-- Material provided follows --

PR #20, opened 2017-05-01
HLS changes

ericxtang:
This change is related to how HLS is treated in LPMS.

* We add a buffer cap limit, so it doesn't just keep adding HLS segments
* HLSBuffers can now generate playlists from its segments
* Add methods to synchronously read HLS from a VideoStream

### DIFF
--- a/stream/hls.go
+++ b/stream/hls.go
@@ -3,19 +3,25 @@ package stream
 import (
 	"context"
 	"errors"
+	"sort"
+	"strconv"
+	"strings"
 	"sync"
 	"time"
 
+	"github.com/golang/glog"
 	"github.com/kz26/m3u8"
 )
 
 var ErrNotFound = errors.New("Not Found")
+var ErrBadHLSBuffer = errors.New("BadHLSBuffer")
 
 type HLSDemuxer interface {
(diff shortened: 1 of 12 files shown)


stream/hls.go
```diff
@@ -25,18 +31,19 @@ type HLSMuxer interface {
...
-	plCache m3u8.MediaPlaylist
-	sq      *ConcurrentMap
-	lock    sync.Locker
+	plCache  m3u8.MediaPlaylist
+	sq       *ConcurrentMap
+	lock     sync.Locker
+	Capacity uint
 }
 
-func NewHLSBuffer() *HLSBuffer {
```
dob: Should we just leave this method and invoke the new method with a default capacity?

ericxtang: Golang doesn't have method overload, which makes things a little annoying to maintain (cannot just add a new param in the constructor without changing existing code).  Not sure what's the best practice here.  I can add a "NewHLSBufferWithCap", but maybe it's good to enforce the cap for this case (following the same pattern as grafov/m3u8).

ericxtang:
Also removed lpms binary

-- Material provided concluded --

What to produce →
Within the listing above, give again exactly every line from the line with "from a VideoStream" through the line with "dob: Should we", both included, and no other line.

Task answer →
* Add methods to synchronously read HLS from a VideoStream

### DIFF
--- a/stream/hls.go
+++ b/stream/hls.go
@@ -3,19 +3,25 @@ package stream
 import (
 	"context"
 	"errors"
+	"sort"
+	"strconv"
+	"strings"
 	"sync"
 	"time"
 
+	"github.com/golang/glog"
 	"github.com/kz26/m3u8"
 )
 
 var ErrNotFound = errors.New("Not Found")
+var ErrBadHLSBuffer = errors.New("BadHLSBuffer")
 
 type HLSDemuxer interface {
(diff shortened: 1 of 12 files shown)


stream/hls.go
```diff
@@ -25,18 +31,19 @@ type HLSMuxer interface {
...
-	plCache m3u8.MediaPlaylist
-	sq      *ConcurrentMap
-	lock    sync.Locker
+	plCache  m3u8.MediaPlaylist
+	sq       *ConcurrentMap
+	lock     sync.Locker
+	Capacity uint
 }
 
-func NewHLSBuffer() *HLSBuffer {
```
dob: Should we just leave this method and invoke the new method with a default capacity?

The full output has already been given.